• _PROBLEM DESCRIPTION_
Find every line of the records that has "arisa" and return it.

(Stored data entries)

PR #721, opened 2021-07-13
Make sure fixed command version was released after all affected versions

### LINKED ISSUE #696: `FixedCommand` should reject versions older than affected versions
## The Problem
(This has been brought up by @NeunEinser internally)

The issue is that game versions are pretty similar and it is easy to mistype them, e.g. writing `20w17a` instead of `21w17a` by accident. Since archived fixed versions cannot be removed again it is impossible to correct this mistake afterwards.

## Possible Solution
`FixedCommand` should reject versions which are older than the earliest affected version.
If for some reason the affected versions are incomplete, the user should manually add them using `AddVersionCommand` and afterwards set the fixed version.

Note that `AddVersionCommand` should probably not be adjusted, there might be cases where a report does not include the earliest version in which a bug occurred, so it might be desired to add an earlier affected version.

chandler05:
## Purpose
Fix #696
#### Checklist
- [x] Included tests
- [ ] Tested in MCTEST-xxx

### DIFF
--- a/src/main/kotlin/io/github/mojira/arisa/modules/commands/FixedCommand.kt
+++ b/src/main/kotlin/io/github/mojira/arisa/modules/commands/FixedCommand.kt
@@ -14,7 +14,7 @@ class FixedCommand {
         if (issue.resolution !in listOf(null, "", "Unresolved")) {
             throw CommandExceptions.ALREADY_RESOLVED.create(issue.resolution)
         }
-        if (issue.affectedVersions.any { it.releaseDate.isAfter(issue.project.versions.first { v -> v.name == version }.releaseDate) }) {
+        if (issue.affectedVersions.any { it.releaseDate!!.isAfter(issue.project.versions.first { v -> v.name == version }.releaseDate) }) {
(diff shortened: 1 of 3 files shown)


urielsalis (approved):

src/main/kotlin/io/github/mojira/arisa/modules/commands/FixedCommand.kt
```diff
@@ -14,6 +14,14 @@ class FixedCommand {
         if (issue.resolution !in listOf(null, "", "Unresolved")) {
             throw CommandExceptions.ALREADY_RESOLVED.create(issue.resolution)
         }
+        if (issue.affectedVersions.any {
+                it.releaseDate!!.isAfter(issue.project.versions.first {
+                        v -> v.name == version
+                }.releaseDate)
```
Marcono1234, line 20: Might be good to make this more efficient by avoiding the repeated lookup of
```kotlin
issue.project.versions.first { v -> v.name == version }.releaseDate
```
and only calculating it once.

PR #722, opened 2021-07-13
Only check first affected version in fixed command

chandler05:
## Purpose
https://github.com/mojira/arisa-kt/issues/696#issuecomment-879188249
#### Checklist
- [ ] Included tests
- [ ] Tested in MCTEST-xxx


urielsalis (approved):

• _RESULT FOR THIS TASK_
--- a/src/main/kotlin/io/github/mojira/arisa/modules/commands/FixedCommand.kt
+++ b/src/main/kotlin/io/github/mojira/arisa/modules/commands/FixedCommand.kt
src/main/kotlin/io/github/mojira/arisa/modules/commands/FixedCommand.kt
https://github.com/mojira/arisa-kt/issues/696#issuecomment-879188249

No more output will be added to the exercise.